Several of these public funds are adopting socially responsible investing principles, and are helping to establish SRI as a mainstream strategy. The Norwegian reserve fund is subject to ethical guidelines established by the Ministry of Finance and supervised by an ethics council, with assets managed by Norway’s central bank according to a policy of active ownership.
Likewise, the French Fonds de réserve pour les retraites pursues a policy of active ownership, requiring managers to vote along clear guidelines. The fund has several specialist SRI mandates that, instead of excluding specific companies, apply a “best-in-class” approach. In 2006, the fund initiated a process aiming at assessing the entire portfolio on extra-financial criteria and encourages managers of its other equity mandates to make extra-financial indicators part of the selection process and to share data.
ALTHOUGH THE TREND TOWARDS DEFINED contribution arrangements is well established, the design of DC in western European countries varies significantly, largely as a result of regulation. In its purest form, DC plan members make the investment choice and use the accrued fund (contributions plus investment growth, minus charges) to generate a pension, for example in the form of an annuity. This is the main design for the UK’s personal pension, and is also the model used in Italy’s open pension and France’s PERCO. In Germany, however, the capital value of contributions must be guaranteed, making pure DC plans impossible, while Swiss DC plans are subject to a minimum interest rate. In both cases there is no investment choice.
WHILE IT IS HIGHLY LIKELY THAT THE SHIFT towards defined contribution plans will continue in Europe, it is not yet clear which form will dominate.
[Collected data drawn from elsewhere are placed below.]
PR #140, opened 2023-08-09
CM-158: E2E test cases

swghosh:
E2E tests related


test/e2e/certificates_test.go
```diff
@@ -0,0 +1,366 @@
...
+		})
+	})
+
+	Context("dns-01 challenge using ambient credentials", func() {
+		It("should obtain a valid LetsEncrypt certificate", func() {
+
+			By("creating a test namespace")
+			ns, err := loader.CreateTestingNS("e2e-acme-ambient-dns01")
+			Expect(err).NotTo(HaveOccurred())
+			defer loader.DeleteTestingNS(ns.Name)
```
arkadeepsen, line 187: Should the error be checked for the this function?

test/e2e/certificates_test.go
```diff
@@ -0,0 +1,366 @@
...
+		})
+	})
+
+	Context("http-01 challenge using ingress", func() {
+		It("should obtain a valid LetsEncrypt certificate", func() {
+
+			By("creating a test namespace")
+			ns, err := loader.CreateTestingNS("e2e-acme-explicit-dns01")
+			Expect(err).NotTo(HaveOccurred())
+			defer loader.DeleteTestingNS(ns.Name)
```
arkadeepsen, line 285: Should the error be checked for the this function?

test/e2e/certificates_test.go
```diff
@@ -0,0 +1,366 @@
...
+
+			By("creating a cluster issuer")
+			loader.CreateFromFile(testassets.ReadFile, filepath.Join("testdata", "acme", "clusterissuer.yaml"), ns.Name)
+			defer loader.DeleteFromFile(testassets.ReadFile, filepath.Join("testdata", "acme", "clusterissuer.yaml"), ns.Name)
```
arkadeepsen, line 289: Should the error be checked for the this function?

test/e2e/certificates_test.go
```diff
@@ -0,0 +1,366 @@
...
+
+			By("creating an openshift-hello deployment")
+			loader.CreateFromFile(testassets.ReadFile, filepath.Join("testdata", "acme", "deployment.yaml"), ns.Name)
+			defer loader.DeleteFromFile(testassets.ReadFile, filepath.Join("testdata", "acme", "deployment.yaml"), ns.Name)
```
arkadeepsen, line 293: Should the error be checked for the this function?

test/e2e/certificates_test.go
```diff
@@ -0,0 +1,366 @@
...
+
+			By("creating a service for the deployment openshift-hello")
+			loader.CreateFromFile(testassets.ReadFile, filepath.Join("testdata", "acme", "service.yaml"), ns.Name)
+			defer loader.DeleteFromFile(testassets.ReadFile, filepath.Join("testdata", "acme", "service.yaml"), ns.Name)
```
arkadeepsen, line 297: Should the error be checked for the this function?

test/e2e/certificates_test.go
```diff
@@ -0,0 +1,366 @@
...
+					},
+					TLS: []networkingv1.IngressTLS{{
+						Hosts:      []string{ingress_host},
+						SecretName: "ingress-prod-secret",
+					}},
+				},
+			}
+			ingress, err = loader.KubeClient.NetworkingV1().Ingresses(ingress.ObjectMeta.Namespace).Create(ctx, ingress, metav1.CreateOptions{})
+			Expect(err).NotTo(HaveOccurred())
+			defer loader.KubeClient.NetworkingV1().Ingresses(ingress.ObjectMeta.Namespace).Delete(ctx, ingress.ObjectMeta.Name, metav1.DeleteOptions{})
```
arkadeepsen, line 340: Should the error be checked for the this function?

test/e2e/certificates_test.go
```diff
@@ -0,0 +1,366 @@
...
+						Kind: "Issuer",
+					},
+				},
+			}
+
+			_, err = certmanagerClient.CertmanagerV1().Certificates(ns.Name).Create(ctx, cert, metav1.CreateOptions{})
+			Expect(err).NotTo(HaveOccurred())
+
+			By("checking for certificate secret contents")
+			err = wait.PollImmediate(PollInterval, TestTimeout, func() (bool, error) {
```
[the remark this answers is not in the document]
swghosh: This is intentional, checking there is no error returned by this function as PollImmediate gets pre-empted at the return of any error. In this case, the secrets get is the only call which is error-prone, however we expect for the first few minutes for this secret to not be present thus keep retyring with PollImmediate, but in the event of the returning the "secret not found" error from the Get call or the alike, the poll retries would stop which isn't desired.

Instead to avoid confusion, I can use `_ = wait.PollImmediate(...)` WDYT?

test/e2e/certificates_test.go
```diff
@@ -0,0 +1,366 @@
...
+	t := &testing.T{}
+
+	var ctx context.Context
+	var loader library.DynamicResourceLoader
+
+	var routeClient *library.RoutesClient
+	var infraClient *infrav1.ConfigV1Client
+	var certmanagerClient *certmanagerclientset.Clientset
+
+	var appsDomain string
```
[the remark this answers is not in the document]
swghosh: Hmm, moved most of these initializations to suite_test under BeforeAll. However, I still choose to keep the `context.Context` in here.

test/e2e/certificates_test.go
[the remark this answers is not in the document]
arkadeepsen: `wait.PollImmediate` will return an error when the timeout occurs or the function of type `wait.ConditionFunc`returns false or an error. As you are not returning the error of "secret not found" from the function, it will return true or false based on the validity of the secret tls. Thus, the expected output is that the secret should be available within the timeout and it should be valid. Checking the error will validate this, or else we wouldn't know whether finally the correct secret was created or not.

test/e2e/certificates_test.go
```diff
@@ -0,0 +1,366 @@
...
+		Expect(err).NotTo(HaveOccurred(), "Operator is expected to be available")
+	})
+
+	Context("dns-01 challenge using explicit credentials", func() {
+		It("should obtain a valid LetsEncrypt certificate", func() {
+
+			By("creating a test namespace")
+			ns, err := loader.CreateTestingNS("e2e-acme-explicit-dns01")
+			Expect(err).NotTo(HaveOccurred())
+			defer loader.DeleteTestingNS(ns.Name)
```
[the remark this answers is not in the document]
swghosh: Checking error(s) for the defer call, makes the code look like the following:
```
// could be placed in utils.go
func AckCondition(condFunc func() (bool, error), errHandleFunc func(error)) {
	cond, err := condFunc()
	if !cond {
		errHandleFunc(err)
	}
}
```
with the actual defer call as:
```
defer library.AckCondition(func() (bool, error) {
	return loader.DeleteTestingNS(ns.Name)
}, func(err error) {
})
```

Also, there is slight pain in directly checking the error with the Delete* func(s) from library/utils, because their implementation returns the error of a Get call performed after actual delete of the resource. Irrespective of it's a k8s not found, the error is returned. Currently, that feels bit counter intuitive as it should only return an error when deletion have failed but am not willing to change the whole implementation since it has been there for quite sometime and is well tested in practice.

Let me know if you have an alternate error checking strategy with this or if we could skip the error test in the all the defer delete calls altogether (like the earlier tests did).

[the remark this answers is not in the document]
swghosh: cc: @thejasn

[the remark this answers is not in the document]
thejasn: If we are using defers to **only** delete NS, we skip the error check, seems a bit extra IMO.

test/e2e/certificates_test.go
```diff
@@ -0,0 +1,366 @@
...
+
+			By("checking for certificate secret contents")
+			err = wait.PollImmediate(PollInterval, TestTimeout, func() (bool, error) {
+				secret, _ := loader.KubeClient.CoreV1().Secrets(ns.Name).Get(ctx, certName, metav1.GetOptions{})
+				_, isValid := library.GetTLSConfig(secret)
+				if !isValid {
+					return false, nil
+				}
+				return true, nil
+			})
```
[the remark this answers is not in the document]
swghosh: Yeah, I created two funcs: `waitForCertificateReadiness` and `verifyCertificate` to avoid duplication of such.

test/e2e/certificates_test.go
```diff
@@ -0,0 +1,366 @@
...
```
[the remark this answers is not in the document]
swghosh: Yeah, I created two funcs: waitForCertificateReadiness and verifyCertificate to avoid duplication of such.

test/e2e/certificates_test.go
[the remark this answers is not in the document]
swghosh: Thanks, I get your point (I think so), nevertheless realizing that PollImmediate would return an error even when timeout is exceeded, so always good to check the error out from it.
I will ensure to update all instances of err's returned from wait.PollImmediate to error check, after which you could take a re-look!

thejasn:
/hold 
for e2e tests to pass

test/e2e/utils_test.go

However, with the growing inadequacy of the public pension systems, private funded plans will represent an increasingly important element of total retirement income. The report argues that it is crucial that the potential for efficient asset allocation is not restricted by regulation in the form of quantitative investment limits. Finally, the report suggests that DC may represent a practical solution to the thorny issue of cross-border pension plans. Implementing cross-border DC plans is still a challenge, due to the variations in national regulation and taxation systems. Nevertheless, compared with DB plans, DC is simpler, more flexible, and more portable, and might well lead to a workable model for pan-European pensions.